BEGIN

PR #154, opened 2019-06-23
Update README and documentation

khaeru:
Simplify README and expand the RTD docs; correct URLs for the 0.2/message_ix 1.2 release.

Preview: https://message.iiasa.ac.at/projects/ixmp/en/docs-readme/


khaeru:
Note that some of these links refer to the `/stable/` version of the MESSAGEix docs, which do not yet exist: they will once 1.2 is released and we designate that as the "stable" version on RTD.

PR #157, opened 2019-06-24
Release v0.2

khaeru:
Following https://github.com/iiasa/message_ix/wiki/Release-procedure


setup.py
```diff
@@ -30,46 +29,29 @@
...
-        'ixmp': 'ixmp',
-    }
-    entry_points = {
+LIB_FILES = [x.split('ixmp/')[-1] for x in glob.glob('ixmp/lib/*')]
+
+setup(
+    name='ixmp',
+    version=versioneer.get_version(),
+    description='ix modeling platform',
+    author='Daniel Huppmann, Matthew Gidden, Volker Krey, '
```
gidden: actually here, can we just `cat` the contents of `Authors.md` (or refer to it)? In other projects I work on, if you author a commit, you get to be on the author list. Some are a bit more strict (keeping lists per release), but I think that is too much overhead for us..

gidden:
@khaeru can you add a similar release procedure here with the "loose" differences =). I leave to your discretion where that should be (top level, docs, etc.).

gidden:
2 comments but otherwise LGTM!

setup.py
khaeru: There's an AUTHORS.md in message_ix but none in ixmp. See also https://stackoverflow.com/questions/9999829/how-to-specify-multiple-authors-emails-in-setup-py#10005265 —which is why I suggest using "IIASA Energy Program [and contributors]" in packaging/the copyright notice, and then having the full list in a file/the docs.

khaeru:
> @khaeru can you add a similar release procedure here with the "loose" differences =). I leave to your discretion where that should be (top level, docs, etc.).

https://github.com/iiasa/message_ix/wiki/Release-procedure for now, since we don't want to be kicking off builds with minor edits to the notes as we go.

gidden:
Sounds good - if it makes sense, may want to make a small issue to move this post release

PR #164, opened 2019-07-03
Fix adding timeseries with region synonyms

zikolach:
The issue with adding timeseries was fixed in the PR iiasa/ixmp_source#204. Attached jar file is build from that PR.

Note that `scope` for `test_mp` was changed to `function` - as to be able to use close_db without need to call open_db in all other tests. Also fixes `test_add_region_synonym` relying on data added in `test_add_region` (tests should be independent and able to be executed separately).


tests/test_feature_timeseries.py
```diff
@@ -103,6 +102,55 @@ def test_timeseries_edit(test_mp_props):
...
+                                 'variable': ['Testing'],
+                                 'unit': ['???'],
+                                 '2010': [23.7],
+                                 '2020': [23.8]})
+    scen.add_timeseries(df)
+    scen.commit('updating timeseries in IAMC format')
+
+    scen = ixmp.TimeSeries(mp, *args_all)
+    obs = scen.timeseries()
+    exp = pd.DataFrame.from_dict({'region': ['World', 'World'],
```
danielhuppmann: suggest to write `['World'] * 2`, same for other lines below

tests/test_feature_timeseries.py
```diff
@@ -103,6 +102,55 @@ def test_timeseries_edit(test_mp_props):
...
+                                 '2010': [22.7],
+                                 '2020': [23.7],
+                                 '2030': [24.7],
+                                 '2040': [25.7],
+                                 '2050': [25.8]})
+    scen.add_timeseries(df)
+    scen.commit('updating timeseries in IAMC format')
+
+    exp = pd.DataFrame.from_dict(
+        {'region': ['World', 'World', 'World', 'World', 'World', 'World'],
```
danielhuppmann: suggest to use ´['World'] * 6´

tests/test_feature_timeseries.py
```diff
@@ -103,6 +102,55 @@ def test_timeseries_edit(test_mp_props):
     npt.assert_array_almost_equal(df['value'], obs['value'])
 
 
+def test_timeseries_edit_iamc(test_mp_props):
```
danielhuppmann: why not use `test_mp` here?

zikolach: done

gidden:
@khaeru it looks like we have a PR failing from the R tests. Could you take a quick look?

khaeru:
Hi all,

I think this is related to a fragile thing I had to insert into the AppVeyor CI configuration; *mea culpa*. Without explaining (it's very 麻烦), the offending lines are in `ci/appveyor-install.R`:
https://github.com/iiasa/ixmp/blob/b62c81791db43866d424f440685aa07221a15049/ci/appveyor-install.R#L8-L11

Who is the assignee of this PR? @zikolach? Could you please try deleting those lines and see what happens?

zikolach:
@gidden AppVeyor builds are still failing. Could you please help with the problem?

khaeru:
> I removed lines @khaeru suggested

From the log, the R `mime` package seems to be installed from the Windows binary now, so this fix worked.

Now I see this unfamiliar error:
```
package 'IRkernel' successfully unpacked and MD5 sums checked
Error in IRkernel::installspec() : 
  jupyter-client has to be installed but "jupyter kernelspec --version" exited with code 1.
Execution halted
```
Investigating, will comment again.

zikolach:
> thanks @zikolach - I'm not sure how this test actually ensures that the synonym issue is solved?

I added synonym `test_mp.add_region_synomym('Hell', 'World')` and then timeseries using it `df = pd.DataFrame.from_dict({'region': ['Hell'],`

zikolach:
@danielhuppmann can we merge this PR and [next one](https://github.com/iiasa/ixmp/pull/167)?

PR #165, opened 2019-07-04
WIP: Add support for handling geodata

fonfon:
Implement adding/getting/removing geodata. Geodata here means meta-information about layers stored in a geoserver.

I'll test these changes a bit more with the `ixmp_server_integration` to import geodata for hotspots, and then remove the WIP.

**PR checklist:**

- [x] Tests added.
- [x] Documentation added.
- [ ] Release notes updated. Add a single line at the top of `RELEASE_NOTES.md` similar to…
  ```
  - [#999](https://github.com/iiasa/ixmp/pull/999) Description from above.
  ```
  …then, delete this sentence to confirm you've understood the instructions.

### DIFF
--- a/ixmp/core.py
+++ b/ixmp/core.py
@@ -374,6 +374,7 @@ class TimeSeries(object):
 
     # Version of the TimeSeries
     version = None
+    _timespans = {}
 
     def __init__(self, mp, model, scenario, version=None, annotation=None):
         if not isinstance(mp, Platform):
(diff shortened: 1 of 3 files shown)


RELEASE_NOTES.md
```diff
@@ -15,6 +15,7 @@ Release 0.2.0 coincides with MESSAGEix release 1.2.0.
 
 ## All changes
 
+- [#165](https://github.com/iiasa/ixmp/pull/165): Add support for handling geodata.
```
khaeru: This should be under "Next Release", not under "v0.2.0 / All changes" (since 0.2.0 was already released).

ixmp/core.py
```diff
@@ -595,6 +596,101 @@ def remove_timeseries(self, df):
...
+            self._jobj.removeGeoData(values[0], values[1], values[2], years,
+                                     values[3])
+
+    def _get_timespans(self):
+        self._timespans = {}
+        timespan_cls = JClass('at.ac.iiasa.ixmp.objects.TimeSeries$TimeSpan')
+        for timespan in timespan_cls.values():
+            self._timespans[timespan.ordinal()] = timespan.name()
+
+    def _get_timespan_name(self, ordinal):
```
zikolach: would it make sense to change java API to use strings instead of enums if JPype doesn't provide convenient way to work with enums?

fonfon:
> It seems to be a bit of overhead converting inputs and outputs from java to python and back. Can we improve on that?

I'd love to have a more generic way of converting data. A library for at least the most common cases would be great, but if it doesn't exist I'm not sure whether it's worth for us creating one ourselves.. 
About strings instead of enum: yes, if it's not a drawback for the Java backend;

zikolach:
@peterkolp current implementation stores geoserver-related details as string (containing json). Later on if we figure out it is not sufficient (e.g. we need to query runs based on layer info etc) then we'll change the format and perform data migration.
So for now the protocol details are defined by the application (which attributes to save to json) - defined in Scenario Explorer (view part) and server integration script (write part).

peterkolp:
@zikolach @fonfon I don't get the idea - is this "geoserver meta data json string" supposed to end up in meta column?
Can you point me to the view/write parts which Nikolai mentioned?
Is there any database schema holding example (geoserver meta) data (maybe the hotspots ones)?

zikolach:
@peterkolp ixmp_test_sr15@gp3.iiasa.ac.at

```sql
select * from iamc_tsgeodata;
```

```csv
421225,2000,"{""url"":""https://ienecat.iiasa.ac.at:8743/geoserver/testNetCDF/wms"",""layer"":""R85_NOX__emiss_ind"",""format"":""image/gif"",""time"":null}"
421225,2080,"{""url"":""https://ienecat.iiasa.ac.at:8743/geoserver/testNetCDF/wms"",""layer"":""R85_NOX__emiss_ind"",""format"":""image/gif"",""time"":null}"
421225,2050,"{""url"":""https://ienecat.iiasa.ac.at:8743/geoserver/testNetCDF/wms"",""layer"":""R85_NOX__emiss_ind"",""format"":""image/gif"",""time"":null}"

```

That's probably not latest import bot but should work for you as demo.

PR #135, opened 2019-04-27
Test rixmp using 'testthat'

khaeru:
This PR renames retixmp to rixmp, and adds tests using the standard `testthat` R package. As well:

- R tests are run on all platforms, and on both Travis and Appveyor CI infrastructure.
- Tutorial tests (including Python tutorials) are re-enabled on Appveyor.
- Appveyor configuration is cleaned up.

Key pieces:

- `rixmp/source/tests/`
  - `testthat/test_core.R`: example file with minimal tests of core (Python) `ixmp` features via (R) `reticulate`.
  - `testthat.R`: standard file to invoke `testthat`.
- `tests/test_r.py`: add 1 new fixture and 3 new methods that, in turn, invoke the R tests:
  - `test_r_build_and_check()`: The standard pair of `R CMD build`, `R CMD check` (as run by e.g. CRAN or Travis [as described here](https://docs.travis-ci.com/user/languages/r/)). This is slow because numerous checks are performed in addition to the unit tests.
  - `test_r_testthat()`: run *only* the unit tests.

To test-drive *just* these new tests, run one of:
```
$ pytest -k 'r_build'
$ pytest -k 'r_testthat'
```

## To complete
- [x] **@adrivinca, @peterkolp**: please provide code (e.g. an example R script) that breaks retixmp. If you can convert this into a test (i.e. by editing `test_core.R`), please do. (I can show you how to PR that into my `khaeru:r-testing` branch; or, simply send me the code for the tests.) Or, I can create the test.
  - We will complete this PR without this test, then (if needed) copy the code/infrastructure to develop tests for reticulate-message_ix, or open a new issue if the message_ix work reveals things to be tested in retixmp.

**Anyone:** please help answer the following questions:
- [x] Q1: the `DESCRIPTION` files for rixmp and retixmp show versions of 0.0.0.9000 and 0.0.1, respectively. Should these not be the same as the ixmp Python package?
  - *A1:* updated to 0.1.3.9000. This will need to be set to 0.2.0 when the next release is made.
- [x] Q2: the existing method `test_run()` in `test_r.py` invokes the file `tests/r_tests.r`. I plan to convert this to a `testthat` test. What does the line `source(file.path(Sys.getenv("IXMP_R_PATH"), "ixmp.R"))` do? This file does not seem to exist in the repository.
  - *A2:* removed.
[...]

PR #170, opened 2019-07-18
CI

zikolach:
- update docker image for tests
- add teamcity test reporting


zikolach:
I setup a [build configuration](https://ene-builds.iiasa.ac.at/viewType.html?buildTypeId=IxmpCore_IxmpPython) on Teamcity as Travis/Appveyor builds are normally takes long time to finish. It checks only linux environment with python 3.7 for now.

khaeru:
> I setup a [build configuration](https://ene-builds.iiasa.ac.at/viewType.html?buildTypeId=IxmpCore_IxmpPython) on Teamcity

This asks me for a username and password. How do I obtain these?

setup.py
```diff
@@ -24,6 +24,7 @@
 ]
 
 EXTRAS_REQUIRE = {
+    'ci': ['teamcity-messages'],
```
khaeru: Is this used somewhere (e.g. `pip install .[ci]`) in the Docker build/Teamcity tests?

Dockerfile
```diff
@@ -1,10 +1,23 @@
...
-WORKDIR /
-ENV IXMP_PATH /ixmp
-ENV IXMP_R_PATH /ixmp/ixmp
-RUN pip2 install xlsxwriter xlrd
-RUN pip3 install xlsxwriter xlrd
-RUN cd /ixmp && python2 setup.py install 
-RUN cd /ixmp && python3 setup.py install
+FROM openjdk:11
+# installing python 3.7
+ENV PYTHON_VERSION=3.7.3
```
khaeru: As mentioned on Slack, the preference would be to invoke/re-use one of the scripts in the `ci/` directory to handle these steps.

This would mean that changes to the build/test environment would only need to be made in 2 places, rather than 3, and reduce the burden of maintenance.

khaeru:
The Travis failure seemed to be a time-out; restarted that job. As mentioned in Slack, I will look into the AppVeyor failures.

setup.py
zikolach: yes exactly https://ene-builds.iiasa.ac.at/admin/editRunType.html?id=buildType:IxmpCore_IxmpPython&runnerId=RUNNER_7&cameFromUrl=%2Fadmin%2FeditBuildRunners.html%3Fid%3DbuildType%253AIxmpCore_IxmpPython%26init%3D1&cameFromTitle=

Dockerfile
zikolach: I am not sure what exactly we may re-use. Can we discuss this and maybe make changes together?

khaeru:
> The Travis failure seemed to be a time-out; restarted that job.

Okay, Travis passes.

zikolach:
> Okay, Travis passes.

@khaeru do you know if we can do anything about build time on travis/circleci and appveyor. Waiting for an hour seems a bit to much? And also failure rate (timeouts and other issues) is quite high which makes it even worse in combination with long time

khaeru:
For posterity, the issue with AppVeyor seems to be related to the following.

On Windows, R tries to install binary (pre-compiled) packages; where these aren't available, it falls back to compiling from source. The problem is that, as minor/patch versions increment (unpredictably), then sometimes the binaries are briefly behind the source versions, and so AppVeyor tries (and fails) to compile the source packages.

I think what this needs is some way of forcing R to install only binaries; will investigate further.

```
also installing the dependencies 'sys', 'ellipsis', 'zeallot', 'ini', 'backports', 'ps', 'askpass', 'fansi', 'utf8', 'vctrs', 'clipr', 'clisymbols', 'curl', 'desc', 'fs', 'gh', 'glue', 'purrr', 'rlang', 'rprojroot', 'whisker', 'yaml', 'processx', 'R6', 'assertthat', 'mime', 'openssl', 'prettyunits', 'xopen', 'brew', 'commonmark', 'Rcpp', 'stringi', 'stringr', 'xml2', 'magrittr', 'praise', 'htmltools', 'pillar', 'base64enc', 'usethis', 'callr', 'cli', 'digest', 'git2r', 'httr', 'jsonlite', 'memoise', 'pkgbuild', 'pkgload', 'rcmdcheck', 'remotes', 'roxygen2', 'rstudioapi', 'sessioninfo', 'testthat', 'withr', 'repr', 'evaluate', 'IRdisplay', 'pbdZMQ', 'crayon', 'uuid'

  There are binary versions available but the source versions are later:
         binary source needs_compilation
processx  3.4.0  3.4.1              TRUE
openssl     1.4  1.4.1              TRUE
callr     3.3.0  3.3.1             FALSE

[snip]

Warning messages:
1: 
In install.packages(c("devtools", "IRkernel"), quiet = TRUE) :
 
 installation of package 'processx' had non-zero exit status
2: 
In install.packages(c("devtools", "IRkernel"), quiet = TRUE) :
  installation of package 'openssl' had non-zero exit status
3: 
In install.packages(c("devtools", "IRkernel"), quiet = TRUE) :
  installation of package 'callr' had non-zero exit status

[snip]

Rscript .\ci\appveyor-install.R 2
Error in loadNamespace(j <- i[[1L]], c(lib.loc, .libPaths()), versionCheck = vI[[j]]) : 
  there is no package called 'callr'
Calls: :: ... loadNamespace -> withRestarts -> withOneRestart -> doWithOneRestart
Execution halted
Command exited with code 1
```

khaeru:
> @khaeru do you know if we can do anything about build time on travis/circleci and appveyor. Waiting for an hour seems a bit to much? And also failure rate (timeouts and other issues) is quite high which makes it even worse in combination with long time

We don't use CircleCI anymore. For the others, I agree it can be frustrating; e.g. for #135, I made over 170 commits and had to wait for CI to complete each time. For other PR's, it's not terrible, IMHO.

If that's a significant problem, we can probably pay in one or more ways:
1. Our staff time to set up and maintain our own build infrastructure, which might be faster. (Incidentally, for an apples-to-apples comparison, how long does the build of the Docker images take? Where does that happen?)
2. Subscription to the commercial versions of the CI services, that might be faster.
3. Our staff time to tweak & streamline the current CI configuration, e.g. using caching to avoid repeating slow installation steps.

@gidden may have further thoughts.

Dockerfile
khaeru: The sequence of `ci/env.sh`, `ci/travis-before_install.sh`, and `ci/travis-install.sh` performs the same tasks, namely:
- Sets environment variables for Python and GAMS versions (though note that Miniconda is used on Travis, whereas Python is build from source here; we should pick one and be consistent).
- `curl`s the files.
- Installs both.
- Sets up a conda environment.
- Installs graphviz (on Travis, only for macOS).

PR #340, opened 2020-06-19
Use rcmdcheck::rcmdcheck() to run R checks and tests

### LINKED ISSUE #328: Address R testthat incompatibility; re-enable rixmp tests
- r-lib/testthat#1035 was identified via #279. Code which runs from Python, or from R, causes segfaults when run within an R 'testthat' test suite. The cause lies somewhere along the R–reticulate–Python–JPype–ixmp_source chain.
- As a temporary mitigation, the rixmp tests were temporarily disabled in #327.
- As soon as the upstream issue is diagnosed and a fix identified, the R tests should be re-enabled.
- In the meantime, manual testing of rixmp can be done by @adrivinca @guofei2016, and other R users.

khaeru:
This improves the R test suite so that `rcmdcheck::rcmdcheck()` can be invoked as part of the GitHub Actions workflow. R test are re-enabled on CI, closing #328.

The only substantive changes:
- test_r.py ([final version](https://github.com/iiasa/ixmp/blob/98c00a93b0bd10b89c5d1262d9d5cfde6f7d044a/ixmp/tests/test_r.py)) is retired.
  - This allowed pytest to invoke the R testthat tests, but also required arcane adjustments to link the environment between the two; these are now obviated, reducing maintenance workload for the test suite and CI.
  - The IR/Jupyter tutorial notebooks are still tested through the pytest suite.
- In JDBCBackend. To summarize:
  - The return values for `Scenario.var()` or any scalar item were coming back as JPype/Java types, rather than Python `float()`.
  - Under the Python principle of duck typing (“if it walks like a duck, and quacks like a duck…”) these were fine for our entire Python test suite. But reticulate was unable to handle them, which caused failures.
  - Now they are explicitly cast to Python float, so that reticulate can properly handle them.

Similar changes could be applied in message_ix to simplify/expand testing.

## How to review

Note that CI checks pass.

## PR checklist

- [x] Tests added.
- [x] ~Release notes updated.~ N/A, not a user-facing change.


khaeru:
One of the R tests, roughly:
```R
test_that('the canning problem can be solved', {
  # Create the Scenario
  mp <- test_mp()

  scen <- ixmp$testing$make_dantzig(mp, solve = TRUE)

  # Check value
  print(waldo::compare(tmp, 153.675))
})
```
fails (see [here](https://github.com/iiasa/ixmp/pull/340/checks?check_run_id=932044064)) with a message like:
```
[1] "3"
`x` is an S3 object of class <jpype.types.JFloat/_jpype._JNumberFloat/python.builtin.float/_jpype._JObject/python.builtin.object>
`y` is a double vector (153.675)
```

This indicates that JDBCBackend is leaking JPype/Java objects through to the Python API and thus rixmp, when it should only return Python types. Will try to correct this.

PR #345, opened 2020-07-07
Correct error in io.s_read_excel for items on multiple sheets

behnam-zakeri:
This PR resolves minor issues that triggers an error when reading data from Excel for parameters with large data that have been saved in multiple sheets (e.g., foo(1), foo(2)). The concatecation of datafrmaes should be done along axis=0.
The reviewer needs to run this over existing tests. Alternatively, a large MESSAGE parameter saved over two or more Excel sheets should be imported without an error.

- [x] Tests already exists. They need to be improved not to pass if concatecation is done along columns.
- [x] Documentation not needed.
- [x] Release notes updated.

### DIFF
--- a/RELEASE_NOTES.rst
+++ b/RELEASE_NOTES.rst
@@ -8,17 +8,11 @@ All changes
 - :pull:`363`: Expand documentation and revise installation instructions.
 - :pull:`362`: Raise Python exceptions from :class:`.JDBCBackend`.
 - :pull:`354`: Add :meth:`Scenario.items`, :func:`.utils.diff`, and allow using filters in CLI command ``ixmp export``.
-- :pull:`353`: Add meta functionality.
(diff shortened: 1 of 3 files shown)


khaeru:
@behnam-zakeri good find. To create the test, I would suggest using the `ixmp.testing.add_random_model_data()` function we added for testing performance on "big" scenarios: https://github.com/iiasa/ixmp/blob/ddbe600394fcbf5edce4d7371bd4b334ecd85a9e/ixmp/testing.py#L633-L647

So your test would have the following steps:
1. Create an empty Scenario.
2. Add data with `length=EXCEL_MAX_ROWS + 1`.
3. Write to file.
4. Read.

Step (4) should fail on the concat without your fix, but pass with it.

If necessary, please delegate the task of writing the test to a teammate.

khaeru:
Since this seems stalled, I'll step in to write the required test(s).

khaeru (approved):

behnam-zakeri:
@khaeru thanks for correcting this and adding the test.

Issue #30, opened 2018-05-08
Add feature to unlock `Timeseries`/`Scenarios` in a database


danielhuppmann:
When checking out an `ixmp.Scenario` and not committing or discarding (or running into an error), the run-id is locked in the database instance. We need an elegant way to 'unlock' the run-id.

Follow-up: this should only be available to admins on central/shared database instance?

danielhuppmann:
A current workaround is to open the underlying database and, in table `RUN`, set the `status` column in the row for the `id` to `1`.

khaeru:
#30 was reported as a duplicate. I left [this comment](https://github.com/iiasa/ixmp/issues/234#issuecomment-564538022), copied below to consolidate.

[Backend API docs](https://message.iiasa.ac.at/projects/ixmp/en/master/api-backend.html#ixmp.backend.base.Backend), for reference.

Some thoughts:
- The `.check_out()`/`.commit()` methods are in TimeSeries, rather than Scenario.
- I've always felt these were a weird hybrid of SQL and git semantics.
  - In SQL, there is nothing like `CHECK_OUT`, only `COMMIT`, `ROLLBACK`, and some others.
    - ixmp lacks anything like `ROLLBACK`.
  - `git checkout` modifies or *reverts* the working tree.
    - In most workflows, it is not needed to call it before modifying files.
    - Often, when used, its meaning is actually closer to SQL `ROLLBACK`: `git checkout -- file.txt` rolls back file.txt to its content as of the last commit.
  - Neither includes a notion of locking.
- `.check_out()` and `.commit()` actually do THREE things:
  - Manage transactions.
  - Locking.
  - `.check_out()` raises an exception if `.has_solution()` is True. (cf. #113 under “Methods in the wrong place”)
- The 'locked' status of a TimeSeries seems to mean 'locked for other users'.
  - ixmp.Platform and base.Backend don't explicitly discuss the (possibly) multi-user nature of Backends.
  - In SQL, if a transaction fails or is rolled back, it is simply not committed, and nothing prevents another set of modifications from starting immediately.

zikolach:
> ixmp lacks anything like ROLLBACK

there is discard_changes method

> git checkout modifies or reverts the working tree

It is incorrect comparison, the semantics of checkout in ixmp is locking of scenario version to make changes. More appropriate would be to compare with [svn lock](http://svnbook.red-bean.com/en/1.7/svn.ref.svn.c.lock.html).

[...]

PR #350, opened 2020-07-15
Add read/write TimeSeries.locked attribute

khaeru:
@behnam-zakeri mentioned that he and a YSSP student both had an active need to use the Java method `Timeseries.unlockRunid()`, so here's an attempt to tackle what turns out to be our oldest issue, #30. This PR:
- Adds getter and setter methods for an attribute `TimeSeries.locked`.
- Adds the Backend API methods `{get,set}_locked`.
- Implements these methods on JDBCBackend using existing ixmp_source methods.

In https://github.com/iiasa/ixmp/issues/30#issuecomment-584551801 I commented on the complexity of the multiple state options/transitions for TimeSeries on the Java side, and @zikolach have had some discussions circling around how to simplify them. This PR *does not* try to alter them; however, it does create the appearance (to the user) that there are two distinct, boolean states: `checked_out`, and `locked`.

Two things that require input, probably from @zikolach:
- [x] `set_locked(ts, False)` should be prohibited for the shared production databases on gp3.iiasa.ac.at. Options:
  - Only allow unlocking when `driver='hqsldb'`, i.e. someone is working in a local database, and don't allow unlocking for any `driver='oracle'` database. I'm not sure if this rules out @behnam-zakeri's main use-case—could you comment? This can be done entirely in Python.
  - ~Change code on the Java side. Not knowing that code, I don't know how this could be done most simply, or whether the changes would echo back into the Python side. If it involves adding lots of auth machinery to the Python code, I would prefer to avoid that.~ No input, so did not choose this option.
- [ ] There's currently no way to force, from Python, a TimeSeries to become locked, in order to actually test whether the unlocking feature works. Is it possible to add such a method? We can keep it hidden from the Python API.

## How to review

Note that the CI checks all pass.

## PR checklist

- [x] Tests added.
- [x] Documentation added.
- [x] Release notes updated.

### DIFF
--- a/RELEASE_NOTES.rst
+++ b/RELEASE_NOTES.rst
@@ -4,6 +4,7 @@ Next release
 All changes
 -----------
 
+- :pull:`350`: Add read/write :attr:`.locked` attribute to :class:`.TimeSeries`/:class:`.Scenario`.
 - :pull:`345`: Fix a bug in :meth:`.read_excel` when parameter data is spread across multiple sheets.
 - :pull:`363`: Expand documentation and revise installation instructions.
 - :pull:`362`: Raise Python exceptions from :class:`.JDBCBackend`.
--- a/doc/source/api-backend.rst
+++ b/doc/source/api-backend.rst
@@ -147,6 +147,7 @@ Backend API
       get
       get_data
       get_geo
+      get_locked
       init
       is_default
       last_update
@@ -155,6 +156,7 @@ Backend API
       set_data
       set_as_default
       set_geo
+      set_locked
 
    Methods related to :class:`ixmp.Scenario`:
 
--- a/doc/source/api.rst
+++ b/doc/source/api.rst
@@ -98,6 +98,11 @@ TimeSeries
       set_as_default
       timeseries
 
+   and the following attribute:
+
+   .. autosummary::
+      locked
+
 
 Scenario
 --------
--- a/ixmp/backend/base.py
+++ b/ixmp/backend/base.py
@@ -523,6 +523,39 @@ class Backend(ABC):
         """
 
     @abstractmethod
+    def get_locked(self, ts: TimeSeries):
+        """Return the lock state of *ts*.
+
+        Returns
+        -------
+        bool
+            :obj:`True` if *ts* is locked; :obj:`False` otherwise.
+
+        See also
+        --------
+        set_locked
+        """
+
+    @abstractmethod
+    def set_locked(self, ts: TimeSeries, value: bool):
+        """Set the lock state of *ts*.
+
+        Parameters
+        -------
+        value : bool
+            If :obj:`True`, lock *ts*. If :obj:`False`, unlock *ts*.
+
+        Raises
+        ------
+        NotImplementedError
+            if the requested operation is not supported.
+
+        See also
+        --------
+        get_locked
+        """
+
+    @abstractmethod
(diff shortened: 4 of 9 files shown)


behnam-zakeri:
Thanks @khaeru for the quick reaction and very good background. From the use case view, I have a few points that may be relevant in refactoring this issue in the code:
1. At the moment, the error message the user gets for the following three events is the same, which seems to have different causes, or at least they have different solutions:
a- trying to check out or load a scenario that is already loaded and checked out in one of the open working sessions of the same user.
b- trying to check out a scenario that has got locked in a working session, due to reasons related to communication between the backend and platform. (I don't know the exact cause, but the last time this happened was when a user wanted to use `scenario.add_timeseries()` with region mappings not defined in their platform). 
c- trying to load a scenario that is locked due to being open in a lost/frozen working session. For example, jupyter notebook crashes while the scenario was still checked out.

END

→ **WORK TO BE COMPLETED**:
Word for word, set down the lines from the beginning of the records through the line that holds "Note that some". Leave out the rest.

→ **OUTPUT FOR THIS EXERCISE**:
PR #154, opened 2019-06-23
Update README and documentation

khaeru:
Simplify README and expand the RTD docs; correct URLs for the 0.2/message_ix 1.2 release.

Preview: https://message.iiasa.ac.at/projects/ixmp/en/docs-readme/


khaeru:
Note that some of these links refer to the `/stable/` version of the MESSAGEix docs, which do not yet exist: they will once 1.2 is released and we designate that as the "stable" version on RTD.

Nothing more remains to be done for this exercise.